* _Activity_: Nothing should appear in the answer except the line containing "Closes #1023" and the lines following it through the end of the listing, each given exactly.
═════ Data section
PR #1042, opened 2026-06-02
dispatch: heartbeat scans shared statements folder, files parse-job issues

natb1:
Closes #1023

Extends the #725 heartbeat (the `/dispatch-propagate` router tick) with a third config-driven scan pass that files content-hash-idempotent bank-statement parse-job issues. A sibling of `dispatch-jit-engine`.

## What changed

- **`statements` config type** in `dispatch-config-load` — schema validation arm mirroring `jit` (required `key`/`dir`/`repo`/`label`/`project`; optional `debounce`, `extensions`), plus config-load tests.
══════════
* _Response area_:
Closes #1023

Extends the #725 heartbeat (the `/dispatch-propagate` router tick) with a third config-driven scan pass that files content-hash-idempotent bank-statement parse-job issues. A sibling of `dispatch-jit-engine`.

## What changed

- **`statements` config type** in `dispatch-config-load` — schema validation arm mirroring `jit` (required `key`/`dir`/`repo`/`label`/`project`; optional `debounce`, `extensions`), plus config-load tests.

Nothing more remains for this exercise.